PR #702, opened 2022-06-21
Fix TLS in docker

ulrikstrid:
## Problem

Our docker containers can't talk to other nodes that are using https

## Solution

Add `cacert` to the correct place.
This PR also moves our dependencies to `buildInputs` and just keeps `cacert` in `propagatedBuildInputs` which makes our closure slightly smaller. Let me know if we want to move this to a separate PR.

### DIFF
--- a/nix/deku.nix
+++ b/nix/deku.nix
@@ -37,7 +37,7 @@ in ocamlPackages.buildDunePackage rec {
   nativeBuildInputs = [ nodejs removeReferencesTo ] ++ npmPackages
     ++ (with ocamlPackages; [ utop reason ]);
 
-  propagatedBuildInputs = with ocamlPackages;
+  buildInputs = with ocamlPackages;
     [
       cmdliner
       ppx_deriving
@@ -68,9 +68,9 @@ in ocamlPackages.buildDunePackage rec {
     ]
     # checkInputs are here because when cross compiling dune needs test dependencies
     # but they are not available for the build phase. The issue can be seen by adding strictDeps = true;.
-    ++ checkInputs
-    # some benchmarking libraries are broken om m1, so we make them optional
-    ++ (if system != "aarch64-darwin" then [ landmarks ] else [ ]);
+    ++ checkInputs;
+
+  propagatedBuildInputs = [ cacert ];
 
   checkInputs = with ocamlPackages; [ alcotest qcheck qcheck-alcotest rely ];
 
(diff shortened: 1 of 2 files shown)


nix/deku.nix
```diff
@@ -68,28 +68,28 @@ in ocamlPackages.buildDunePackage rec {
     ]
     # checkInputs are here because when cross compiling dune needs test dependencies
     # but they are not available for the build phase. The issue can be seen by adding strictDeps = true;.
-    ++ checkInputs
-    # some benchmarking libraries are broken om m1, so we make them optional
```
ulrikstrid, line 72: This should have been fixed in upstream so this should be OK to remove

aguillon: Can't test this as I don't have aarch64-darwin.

aguillon (changes requested):
I don't really understand the nix changes so I can't comment on that.

Regarding HTTPS: I'm not sure to understand why someone would want to use HTTPS with Deku. On the other hand, if we do want to support either HTTP or HTTPS, then we need to be able to test it. @ulrikstrid would it be easy?

ulrikstrid:
@aguillon we're using https in the testnet running in kubernetes. I think using https is something we want to support by default? At least for making requests.
Note that we're not running the deku node with https but we have a reverse proxy (actually a ingress) that terminates the tls before sending the request to the node.

nix/deku.nix
```diff
@@ -37,7 +37,7 @@ in ocamlPackages.buildDunePackage rec {
   nativeBuildInputs = [ nodejs removeReferencesTo ] ++ npmPackages
     ++ (with ocamlPackages; [ utop reason ]);
 
-  propagatedBuildInputs = with ocamlPackages;
+  buildInputs = with ocamlPackages;
```
ulrikstrid, line 40: These packages doesn't need to be "propagated" to consumers so we can just have them as `buildInputs` this makes the closure much smaller and we don't have to use weird tricks to make it small.

nix/deku.nix
```diff
@@ -68,28 +68,28 @@ in ocamlPackages.buildDunePackage rec {
...
+  propagatedBuildInputs = [ cacert ];
 
   checkInputs = with ocamlPackages; [ alcotest qcheck qcheck-alcotest rely ];
 
   # Remove every directory which could have links to other store paths.
   # This makes the result much smaller
   isLibrary = false;
   postFixup = ''
-    rm -rf $out/lib $out/nix-support $out/share/doc
+    rm -rf $out/lib $out/share/doc
```
ulrikstrid, line 81: `$out/nix-support` can be removed since we moved things to `buildInputs`

nix/deku.nix
```diff
@@ -68,28 +68,28 @@ in ocamlPackages.buildDunePackage rec {
...
     remove-references-to \
       -t ${ocamlPackages.ocaml} \
-      $out/bin/deku-{node,cli}
+      $out/bin/{asserter,deku-node,deku-cli}
```
ulrikstrid, line 84: We want to remove the references from all our binaries

nix/docker.nix
```diff
@@ -23,6 +23,10 @@ in pkgs.dockerTools.buildImage {
     architecture = "amd64";
     os = "linux";
 
+    Env = [
```
ulrikstrid, line 26: Adds the SSL certificates from the ca-bundle to the environment so that our binaries can pick them up for http requests

ulrikstrid:
@aguillon Added comments in github that describes why the changes are made

d4hines (approved):
LGTM :+1: 

@aguillon, I think it's sufficient to let infra ping us if we break HTTPS. They definitely will notice, as they're going to be deploying test-nets regularly.

aguillon:
Works for me, thanks!

aguillon (approved):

________

Copy each line above that contains the word "darwin".

▶ **EXERCISE RESPONSE**
-    ++ (if system != "aarch64-darwin" then [ landmarks ] else [ ]);
aguillon: Can't test this as I don't have aarch64-darwin.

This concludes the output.